MediaCorp Teletext
- Country: Singapore
- Network: MediaCorp TV

Programming
- Language: English

Ownership
- Owner: MediaCorp

History
- Launched: 1 August 1983; 42 years ago
- Closed: 30 September 2013; 12 years ago
- Former names: SBCText (1983-1993) INtv (1993-2001)

Links
- Website: teletext.sg

Availability

Terrestrial
- MediaCorp - Analogue (PAL-B): Channel 5; Channel 8; Channel NewsAsia;

= MediaCorp Teletext =

MediaCorp Teletext, formerly known as SBC Text and later INtv, was a Singaporean teletext information service provided by MediaCorp. It was carried on MediaCorp's Channel 5, Channel 8 and Channel NewsAsia. The service provided standard teletext information as well as Singapore-specific data such as COE and ERP rates, announcements from selected ministries, and lottery results. The service was also accessible over the Internet from 1999 until its shutdown in 2013.

==History==
The Singapore Broadcasting Corporation began studying the feasibility of a teletext service as early as November 1982, issuing tenders for thirty television sets capable of receiving the signals. By January 1983, SBC was aiming for a May 1st launch. SBC's news director, Lim Kim Tian, had studied teletext services in the United Kingdom, and since Singapore used similar European equipment, the service, initially named SBC Text, was designed to be similar to those deployed in the UK but with technical adjustments allowing for faster access (two to four times quicker).

The launch was rescheduled for "June or July" 1983, making it the first of its kind in Asia. The equipment was provided by the British company Logica. SBC Text staff received training from Ceefax executive Graham Clayton in May 1983. The first teletext-equipped television sets were set to go on sale in April 1983.

Test transmissions began by mid-March 1983. The service was carried on both channels 5 and 8 from 7am to 11pm, with 100 pages on each channel in the 100-199 range.

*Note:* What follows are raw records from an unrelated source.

PR #3479, opened 2026-05-08
Add ML-DSA (FIPS 204) post-quantum signature support

iNinja:
# Add ML-DSA (FIPS 204) post-quantum signature support
This PR adds ML-DSA (Module-Lattice-Based Digital Signature Algorithm, FIPS 204) support to Microsoft.IdentityModel.Tokens, enabling post-quantum digital signatures across the JOSE pipeline — JWS signing/verification, JWK key representation, X.509 certificate key extraction, and JWK conversion.

## Standards

| Standard | Status | Usage |
|----------|--------|-------|
| [FIPS 204](https://nvlpubs.nist.gov/nistpubs/FIPS/NIST.FIPS.204.pdf) | Final | ML-DSA algorithm (key gen, sign, verify) |
| [RFC 9881](https://datatracker.ietf.org/doc/rfc9881/) | Final (Oct 2025) | X.509 algorithm OIDs for ML-DSA-44/65/87 |
| [draft-ietf-cose-dilithium-11](https://datatracker.ietf.org/doc/draft-ietf-cose-dilithium/) (RFC 9964 pending) | AUTH48 — content frozen | JWK key type (`kty=AKP`), parameter names (`pub`, `priv`), JWS algorithm identifiers, thumbprint computation |

### New types
- **`MlDsaSecurityKey`** — `AsymmetricSecurityKey` subclass wrapping `MLDsa`; supports key size, private key detection, JWK thumbprint computation
- **`MlDsaAdapter`** (internal) — creates `MLDsa` from JWK parameters with pub/priv consistency validation

### Modified types
- **`AsymmetricAdapter`** — ML-DSA sign/verify delegates (byte[], offset, span), X.509 ML-DSA routing
- **`AsymmetricSignatureProvider`** — ML-DSA key size maps, hash algorithm guard pattern (`TryGetHashAlgorithmName`)
- **`SupportedAlgorithms`** — ML-DSA algorithm collection, algorithm/key parameter set enforcement
- **`JsonWebKey`** — `Pub`/`Priv` properties, AKP key size, `HasPrivateKey`, thumbprint computation
- **`JsonWebKeySerializer`** — read/write `pub`/`priv` parameters
- **`JsonWebKeyConverter`** — `ConvertFromMlDsaSecurityKey`, `TryConvertToMlDsaSecurityKey`, X.509→JWK conversion for ML-DSA certificates (x5c and extractKeyMaterial modes)
- **`X509SecurityKey`** — ML-DSA OID detection (RFC 9881), `MlDsaPublicKey`/`MlDsaPrivateKey` properties with .NET 6 platform compatibility handling
- **`CryptoTelemetry`** — ML-DSA key algorithm identifiers
- **`SecurityAlgorithms`** — `MlDsa44`, `MlDsa65`, `MlDsa87` constants
- **`JsonWebAlgorithmsKeyTypes`** — `Akp` constant
- **`JsonWebKeyParameterNames`** — `Pub`, `Priv` constants with UTF8 equivalents

### Dependencies
- **`Microsoft.Bcl.Cryptography` ≥ 10.0.2** — provides `MLDsa` type on all Wilson TFMs
- **`System.Memory`** upgraded 4.5.5 → 4.6.3 (transitive requirement)

## Design decisions

- **No conditional compilation** — `MLDsa` is available on all TFMs via the BCL compatibility package
- **No `[Experimental]` on Wilson types** — only internal call sites that invoke .NET experimental X.509 extension methods use `#pragma SYSLIB5006` suppression
- **Algorithm/key enforcement** — `IsSupportedAlgorithm` validates that the ML-DSA key's parameter set matches the requested JOSE algorithm (prevents algorithm confusion)
- **Pub/priv consistency validation** — JWK import verifies the claimed `pub` matches the key derived from `priv` seed
- **`kty=AKP` with mandatory `alg`** — per draft-ietf-cose-dilithium; routing checks both `kty` and `alg`, never `kty` alone
- **JWK thumbprint** — canonical form `{"alg","kty","pub"}` in lexicographic order
- **Private key format** — 32-byte seed only (not expanded key), zeroed after use in `finally` blocks
- **X.509 key extraction** — `MlDsaPrivateKey` catches `PlatformNotSupportedException` on .NET 6 where private key extraction is not supported

## Test coverage (93 tests)

| Category | Tests |
|----------|-------|
| Key construction & properties | 5 |
| JWK thumbprint (deterministic, pub/priv match, cross-key, X509 consistency) | 7 |
| JWK round-trip (SecurityKey ↔ JWK ↔ JSON) | 6 |
| X.509 key size, thumbprint, JWK conversion | 15 |
| JWK negative tests (missing alg, missing pub, invalid alg, pub/priv mismatch) | 4 |
| Algorithm/key mismatch enforcement (MlDsaSecurityKey, JsonWebKey, X509SecurityKey) | 15 |
| Public-key-only signing/verification | 2 |
| Signature correctness (sign/verify round-trip, tampering, cross-key) | 7 |
| E2E JWT create/validate (JsonWebTokenHandler, JwtSecurityTokenHandler, experimental ValidationParameters, JWK keys) | 12 |
| E2E JWT with X.509 (sign with X509SecurityKey, cross-key-type validation) | 6 |
| Existing asymmetric signature tests | 523 (unchanged, no regressions) |

Tests run on: **net462, net472, net6.0, net8.0, net9.0, net10.0**

## Known limitations

1. **X.509 ML-DSA private key on .NET 6** — `GetMLDsaPrivateKey()` throws `PlatformNotSupportedException`. Verification works; signing requires `MlDsaSecurityKey` with a standalone key.
2. **X.509 certificate creation** — `CertificateRequest(string, MLDsa)` is only available on .NET 10. Test certificates are pre-generated PFX embedded as base64 constants.
3. **JOSE draft status** — draft-ietf-cose-dilithium is in AUTH48 (RFC 9964 pending). Content is frozen; algorithm identifiers and wire formats are final.
4. **BCL package net6.0 warnings** — suppressed via targeted `Directory.Build.targets` overrides. Remove when net6.0 is dropped from `SrcTargets`.


build/dependencies.props
```diff
@@ -3,13 +3,14 @@
...
     <BannedApiAnalyzersVersion>4.14.0</BannedApiAnalyzersVersion>
+    <MicrosoftBclCryptographyVersion>10.0.2</MicrosoftBclCryptographyVersion>
     <MicrosoftBclTimeProviderVersion>8.0.1</MicrosoftBclTimeProviderVersion>
     <MicrosoftCSharpVersion>4.5.0</MicrosoftCSharpVersion>
     <MicrosoftSourceLinkGitHubVersion>1.0.0</MicrosoftSourceLinkGitHubVersion>
     <NetStandardVersion>2.0.3</NetStandardVersion>
     <NewtonsoftVersion>13.0.3</NewtonsoftVersion>
     <SystemDiagnosticSourceVersion>6.0.2</SystemDiagnosticSourceVersion>
-    <SystemMemoryVersion>4.5.5</SystemMemoryVersion>
+    <SystemMemoryVersion>4.6.3</SystemMemoryVersion>
```
iNinja, line 13: This is being bumped as a requirement from Microsoft.Bcl.Cryptography.

src/Microsoft.IdentityModel.Tokens/X509SecurityKey.cs
```diff
@@ -171,6 +273,23 @@ public override PrivateKeyStatus PrivateKeyStatus
...
+                    // we return Unknown rather than DoesNotExist because the private key may exist
+                    // in the certificate but the platform cannot extract it.
+                    // Note: AsymmetricSignatureProvider only blocks signing when PrivateKeyStatus ==
+                    // DoesNotExist, so Unknown will pass the constructor guard. However, the adapter
+                    // will fail with a clear InvalidOperationException (IDX10723) when it attempts
+                    // to access the null MlDsaPrivateKey during signing initialization.
+                    MLDsa mlDsaPrivateKey = MlDsaPrivateKey;
+
+                    if (_mlDsaPrivateKeyUnsupported)
+                        return PrivateKeyStatus.Unknown;
```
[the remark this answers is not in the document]
iNinja: This was deliberately changed from `DoesNotExist` to `Unknown` based on an earlier review comment — `DoesNotExist` asserts the key definitively doesn't exist, but on unsupported platforms the key may be present in the certificate; we just can't extract it. The `Unknown` status is semantically accurate per the enum contract. The adapter's null guard (IDX10723: "Unable to extract the private key from the X.509 certificate for algorithm '{0}' (Key: '{1}'). Private key extraction may not be supported on this platform.") provides a clear, actionable failure at signing initialization. Returning `DoesNotExist` would silently report incorrect information to callers who check `PrivateKeyStatus` for diagnostic purposes.

src/Microsoft.IdentityModel.Tokens/JsonWebKey.cs
```diff
@@ -319,6 +319,26 @@ public string Kid
 #endif
         public string Y { get; set; }
 
+        /// <summary>
+        /// Gets or sets the 'pub' (AKP public key).
```
MZOLN, line 323: Do we have a spec for those new properties anywhere? Is it following an RFC?

src/Microsoft.IdentityModel.Tokens/JsonWebKeyConverter.cs
```diff
@@ -97,14 +99,34 @@ public static JsonWebKey ConvertFromX509SecurityKey(X509SecurityKey key)
             if (key == null)
                 throw LogHelper.LogArgumentNullException(nameof(key));
 
+            // ML-DSA certificates: PublicKey (AsymmetricAlgorithm) is null because MLDsa
+            // does not inherit from AsymmetricAlgorithm. Route via MlDsaPublicKey instead.
```
MZOLN, line 103: Why not?

src/Microsoft.IdentityModel.Tokens/JsonWebKeyConverter.cs
```diff
@@ -136,6 +158,43 @@ public static JsonWebKey ConvertFromX509SecurityKey(X509SecurityKey key, bool re
             if (!representAsRsaKey)
                 return ConvertFromX509SecurityKey(key);
 
+            // ML-DSA: extract key material directly from the X509SecurityKey's cached MLDsa
+            // instance rather than wrapping in a temporary MlDsaSecurityKey. This avoids an
+            // unnecessary allocation and keeps the data flow explicit — we only need the raw
```
MZOLN, line 163: Is it following or breaking existing design?

build/dependencies.props
MZOLN: I guess this drives the requirement upwards for entire dependency tree?

iNinja: Yes. `Microsoft.Bcl.Cryptography` 10.0.2 is a new dependency that provides the `MLDsa` API on downlevel TFMs (net462, net472, net6.0, net8.0, net9.0). Without it we can only support ML-DSA on .NET 10+. `System.Memory` 4.5.5 → 4.6.3 is a transitive requirement from `Microsoft.Bcl.Cryptography`. Both will flow to consumers of the NuGet packages.

src/Microsoft.IdentityModel.Tokens/JsonWebKey.cs
iNinja: The `pub` and `priv` parameters follow the AKP (Algorithm Key Pair) key type definition from [draft-ietf-cose-dilithium](https://datatracker.ietf.org/doc/draft-ietf-cose-dilithium/) (which covers ML-DSA JWK representation). The `kty: "AKP"` value, along with the `pub`, `priv`, and the required `alg` parameter, are defined there. The draft has been assigned RFC 9964 (https://www.rfc-editor.org/auth48/rfc9964) pending publication.

src/Microsoft.IdentityModel.Tokens/JsonWebKeyConverter.cs
iNinja: `MLDsa` is a new .NET 10 API that does not inherit from `AsymmetricAlgorithm` due to a .NET runtime design decision. Because of this, `X509SecurityKey.PublicKey` (typed as `AsymmetricAlgorithm`) is null for ML-DSA certificates, so we can't match it in the switch. The early-return guard (`key.MlDsaPublicKey != null`) routes ML-DSA certificates before we reach the switch. I've added a clarifying comment on the switch itself

src/Microsoft.IdentityModel.Tokens/JsonWebKeyConverter.cs
iNinja: This was an intentional break for performance reasons. Wrapping in a temporary `MlDsaSecurityKey` would allocate an extra object just to call `ConvertFromMlDsaSecurityKey`, which does the same byte export. If we want to keep consistency, we can route through `ConvertFromMlDsaSecurityKey(new MlDsaSecurityKey(...))` to match the RSA/ECDsa approach at the cost of an extra allocation.

src/Microsoft.IdentityModel.Tokens/X509SecurityKey.cs
```diff
@@ -145,6 +166,81 @@ public AsymmetricAlgorithm PublicKey
...
+                    {
+                        if (!_mlDsaPrivateKeyInitialized)
+                        {
+                            try
+                            {
+#pragma warning disable SYSLIB5006 // GetMLDsaPrivateKey is experimental
+                                _mlDsaPrivateKey = Certificate.GetMLDsaPrivateKey();
+#pragma warning restore SYSLIB5006
+                            }
+                            catch (PlatformNotSupportedException)
```
westin-m, line 190: Is acquiring the lock and waiting for the method to throw the best way to detect an unsupported platform?

iNinja: Good question. The platform detection here is specifically about X.509 private key extraction, not ML-DSA support in general. MLDsa.IsSupported tells us whether the algorithm is available, but GetMLDsaPrivateKey() can still throw PlatformNotSupportedException on older TFMs (e.g. .NET 6 via Microsoft.Bcl.Cryptography) where the algorithm works but the X.509 integration doesn't.

There isn't a separate capability check for "can extract private key from this cert type", so catching the exception on first access and caching the result via _mlDsaPrivateKeyUnsupported is the most reliable approach. The lock is already there for thread-safe lazy initialization (same pattern as the RSA/ECDsa properties above), so the cost of catching once is negligible.

Open to suggestions if you see a cleaner way to probe for this.

westin-m: That makes sense and I do not have any suggestions to make it cleaner. Thank you

westin-m (approved):

src/Microsoft.IdentityModel.Tokens/AsymmetricAdapter.cs
```diff
@@ -176,6 +187,23 @@ private void InitializeUsingEcdsaSecurityKey(ECDsaSecurityKey ecdsaSecurityKey)
...
         }
 
+        private void InitializeUsingMlDsaSecurityKey(MlDsaSecurityKey mlDsaSecurityKey)
+        {
+            InitializeUsingMlDsa(mlDsaSecurityKey.MLDsa);
+        }
+
+        private void InitializeUsingMlDsa(MLDsa mlDsa)
+        {
+            MLDsa = mlDsa;
```
MZOLN: This could be used multithreaded and potentially use shared state.

RSA and ECDsa are marked thread safe and we potentially clone state, not sure about this algo and potentially symcrypt.

Specifically verify that MLDsa.SignData / VerifyData are safe for concurrent invocation on a single instance.
We could contact the owning team and add a stress test (e.g. 100 parallel tasks signing different payloads with one provider) so we'd catch a future regression in BCL.

src/Microsoft.IdentityModel.Tokens/JsonWebKeyConverter.cs
```diff
@@ -259,6 +318,37 @@ public static bool TryConvertToSecurityKey(JsonWebKey webKey, out SecurityKey ke
...
+
+                    // AKP JWKs with x5c contain a certificate — convert to X509SecurityKey.
+                    // The certificate must contain an ML-DSA key matching the claimed alg.
+                    if (webKey.X5c != null && webKey.X5c.Count > 0)
+                    {
+                        if (!TryConvertToX509SecurityKey(webKey, out key))
+                            return false;
+
+                        if (key is not X509SecurityKey x509Key
+                            || x509Key.MlDsaPublicKey == null
```
MZOLN, line 339: We should call Dispose on the MlDsaPublicKey component to release the underlying SymCrypt handle in the code below. Otherwise we leak native handles to GC finalization on rejection.

src/Microsoft.IdentityModel.Tokens/MlDsaSecurityKey.cs
```diff
@@ -0,0 +1,149 @@
...
+using System;
+using System.Security.Cryptography;
+using Microsoft.IdentityModel.Logging;
+
+namespace Microsoft.IdentityModel.Tokens;
+
+/// <summary>
+/// Represents an ML-DSA security key.
+/// </summary>
+public class MlDsaSecurityKey : AsymmetricSecurityKey
```
MZOLN: Shouldnt this be IDisposable?

We would be leaking handles here.

MZOLN (changes requested):

src/Microsoft.IdentityModel.Tokens/MlDsaSecurityKey.cs
cpp11nullptr: Added disposing for scenario when underlying ML-DSA key is owned by `MlDsaSecurityKey` instance.

src/Microsoft.IdentityModel.Tokens/JsonWebKeyConverter.cs
cpp11nullptr: Good point, fixed.

src/Microsoft.IdentityModel.Tokens/AsymmetricAdapter.cs
bartonjs: > RSA and ECDsa are marked thread safe

No, they're not.  The OS doesn't guarantee it, so .NET doesn't guarantee it.

> We could ... add a stress test

That'll probably pass.  The method is "probably" thread-safe.  But it's not guaranteed.  Do with that what you will :smile:.

src/Microsoft.IdentityModel.Tokens/AsymmetricAdapter.cs
```diff
@@ -342,6 +430,51 @@ private byte[] SignUsingOffsetECDsa(byte[] bytes, int offset, int count)
...
+            // MLDsa.SignData requires destination to be exactly SignatureSizeInBytes.
+            MLDsa.SignData(data, destination.Slice(0, signatureSize), context: default);
+            bytesWritten = signatureSize;
+            return true;
+        }
+#endif
+
+        private byte[] SignUsingOffsetMlDsa(byte[] bytes, int offset, int count)
+        {
+#if NET6_0_OR_GREATER
```
bartonjs: Why the \#if? Microsoft.Bcl.Cryptography requries System.Memory, so this code should compile and work just fine on older TFMs.  And even the .NET Framework-compatible "slow span" is better than making a copy.

For RSA and ECDsa the problem would be that .NET Framework doesn't have span-reading methods, but MLDsa has them in all TFMs.

src/Microsoft.IdentityModel.Tokens/MlDsaSecurityKey.cs
```diff
@@ -0,0 +1,180 @@
...
+                {
+                    // Cannot determine private key status (e.g., platform limitation).
+                    // Do not cache — let PrivateKeyStatus determine independently.
+                    return false;
+                }
+            }
+
+            return _hasPrivateKey.Value;
+        }
+    }
```
bartonjs: Why isn't this just


```suggestion
    public override bool HasPrivateKey => PrivateKeyStatus == PrivateKeyStatus.Exists;
```

rather than duplicating the export logic?

src/Microsoft.IdentityModel.Tokens/MlDsaSecurityKey.cs
```diff
@@ -0,0 +1,180 @@
...
+    /// </returns>
+    public override PrivateKeyStatus PrivateKeyStatus
+    {
+        get
+        {
+            if (_hasPrivateKey == null)
+            {
+                try
+                {
+                    byte[] seed = MLDsa.ExportMLDsaPrivateSeed();
```
bartonjs: It might not apply to your particular domain, but a key imported from MLDsaPrivateKey is a signing key, but can't export the seed (because it doesn't know it).

So ExportMLDsaPrivateKey is a more reliable test... but doesn't work with non-exportable keys.

Rather than moving the private key information around, why not just try to sign something?

src/Microsoft.IdentityModel.Tokens/MlDsaSecurityKey.cs
cpp11nullptr: Good point, done.

src/Microsoft.IdentityModel.Tokens/MlDsaSecurityKey.cs
cpp11nullptr: Thanks, it was changed accordingly.

src/Microsoft.IdentityModel.Tokens/AsymmetricAdapter.cs
cpp11nullptr: Done.

src/Microsoft.IdentityModel.Tokens/AsymmetricAdapter.cs
cpp11nullptr: It was changed so adapter would have its own copy of ML-DSA key pair or shared one under lock (in case if neither seed nor private key is exportable, e.g., for HSM case).

MZOLN (approved):

brentschmaltz:
Nice job in getting this in :-)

The definitive launch date, 1 August 1983, was announced on 5 June. Technical concerns regarding ghosting issues, particularly in the CBD area, were raised. The service began its trial run from 3 pm to 9 pm on 17 June.

SBC Text officially launched on 1 August 1983. Initial reactions were mixed: while some users (like the Hilton International Hotel) were favourable, bankers and stock brokers gave negative reviews, noting the service catered more to the "home market" and that the information was several hours out-of-date compared to similar services abroad. Some hotel initially withheld adoption due to financial constraints.

Due to "popular demand from businessmen", SBC expanded the service to start an hour earlier (6 am) effective 1 February 1984. By October 1984, the user base had grown from 3,000 to 25,000 (representing 5% of TV sets in Singapore). The number of pages was increased from 100 to 300 to enhance certain information sections. The bus guide was removed in 1986 due to limited usage.

The service was renamed INtv on 18 January 1993. The rebrand introduced the Newsreel function for news updates and Fastext shortcuts. The simulcast on SBC 8 was briefly halted due to a technical update that day. This revamp coincided with Singapore Telecom's launch of the similar Teleview service, though SBC maintained the two services were different and not in competition. Intv temporarily halted service on 10 December 1993 after its data lines were accidentally cut, but most services were restored that day. A PC version, Networked INtv, developed by the Network Technology Research Centre of Nanyang Technical University, was publicly released in January 1994.

The service was expended to Channel News Asia upon the channel's launch on 1 March 1999. It became available 24/7 from late September 2001.

The Teletext Classifieds section was shut down on 1 September 2012. On 3 September 2013, MediaCorp announced that the entire service will be discontinued from 30 September of that year, citing “declining usage”.

==Content==
Teletext was organised across the three MediaCorp channels to specialise in specific types of information: Channel 5 specialised in entertainment and lifestyle information, Channel 8 specialised in Classifieds, and Channel News Asia specialised in business information.

| Channel | Content (page series) |
|---|---|
| MediaCorp Channel 5 | News (100s); Financial News & Stocks (200s); SGX (300s); Information (500s); Leisure (850s); |
| MediaCorp Channel 8 | Classifieds (closed on 1 September 2012) (160s, 200s, 300s and 500s); Vehicles (500s); Leisure (850s); |
| Channel NewsAsia | News (100s); Financial News & Stocks (200s); SGX (300s); Financial Information (450, 480 & 490); Information (500s); Leisure (850s); |

=== Teletext Online ===
When the service was still online, the Teletext versions of all three channels were available for browsing via the Internet and features a nearly up-to-date version of the Teletext shown on television (delays might be up to 10 minutes). As with the Teletext on television, this service is now discontinued.